- _Task directions_:
Work out how many lines in the material below hold the word "Docker". Write only the number.

- _Data extracts_:
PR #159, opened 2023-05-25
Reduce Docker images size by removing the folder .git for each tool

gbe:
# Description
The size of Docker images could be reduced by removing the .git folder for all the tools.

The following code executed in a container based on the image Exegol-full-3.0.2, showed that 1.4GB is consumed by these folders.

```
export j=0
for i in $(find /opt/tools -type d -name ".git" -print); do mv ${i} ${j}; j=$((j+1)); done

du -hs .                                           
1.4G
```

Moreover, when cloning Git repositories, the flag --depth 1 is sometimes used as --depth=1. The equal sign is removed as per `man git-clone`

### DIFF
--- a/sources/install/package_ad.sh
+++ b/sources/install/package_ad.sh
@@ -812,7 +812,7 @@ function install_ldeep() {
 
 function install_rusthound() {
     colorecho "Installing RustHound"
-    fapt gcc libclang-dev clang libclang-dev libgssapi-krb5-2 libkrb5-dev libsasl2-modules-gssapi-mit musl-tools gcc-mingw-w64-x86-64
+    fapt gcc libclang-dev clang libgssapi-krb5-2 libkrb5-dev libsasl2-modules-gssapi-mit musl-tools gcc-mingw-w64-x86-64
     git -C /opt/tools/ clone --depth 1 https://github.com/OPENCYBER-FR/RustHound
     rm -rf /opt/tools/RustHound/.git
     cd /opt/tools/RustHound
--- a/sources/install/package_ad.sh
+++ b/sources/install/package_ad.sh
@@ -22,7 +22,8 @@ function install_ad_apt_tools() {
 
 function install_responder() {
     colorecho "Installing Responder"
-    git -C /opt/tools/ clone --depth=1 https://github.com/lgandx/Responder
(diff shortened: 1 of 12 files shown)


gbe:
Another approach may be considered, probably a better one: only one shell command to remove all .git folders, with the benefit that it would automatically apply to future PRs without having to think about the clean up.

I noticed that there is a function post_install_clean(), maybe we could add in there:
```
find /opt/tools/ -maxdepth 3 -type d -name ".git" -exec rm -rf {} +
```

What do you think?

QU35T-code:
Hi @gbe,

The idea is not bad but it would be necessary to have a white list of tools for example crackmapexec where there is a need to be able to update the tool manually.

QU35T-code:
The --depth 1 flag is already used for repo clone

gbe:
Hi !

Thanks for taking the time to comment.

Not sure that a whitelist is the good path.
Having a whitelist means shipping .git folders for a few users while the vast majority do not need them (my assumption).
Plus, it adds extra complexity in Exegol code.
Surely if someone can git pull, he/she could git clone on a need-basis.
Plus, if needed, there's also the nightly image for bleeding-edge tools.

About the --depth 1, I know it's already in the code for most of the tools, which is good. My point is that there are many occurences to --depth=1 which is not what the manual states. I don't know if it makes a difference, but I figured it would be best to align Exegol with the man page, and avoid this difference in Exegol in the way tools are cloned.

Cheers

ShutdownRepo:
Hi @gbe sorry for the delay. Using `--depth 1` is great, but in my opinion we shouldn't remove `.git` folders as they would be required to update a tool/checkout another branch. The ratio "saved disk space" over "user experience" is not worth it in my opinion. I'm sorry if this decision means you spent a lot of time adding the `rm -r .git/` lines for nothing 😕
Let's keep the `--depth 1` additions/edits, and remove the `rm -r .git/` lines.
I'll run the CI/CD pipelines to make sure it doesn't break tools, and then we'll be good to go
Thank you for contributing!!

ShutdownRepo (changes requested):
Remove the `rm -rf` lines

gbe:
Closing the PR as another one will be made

- _Finished exercise_:
2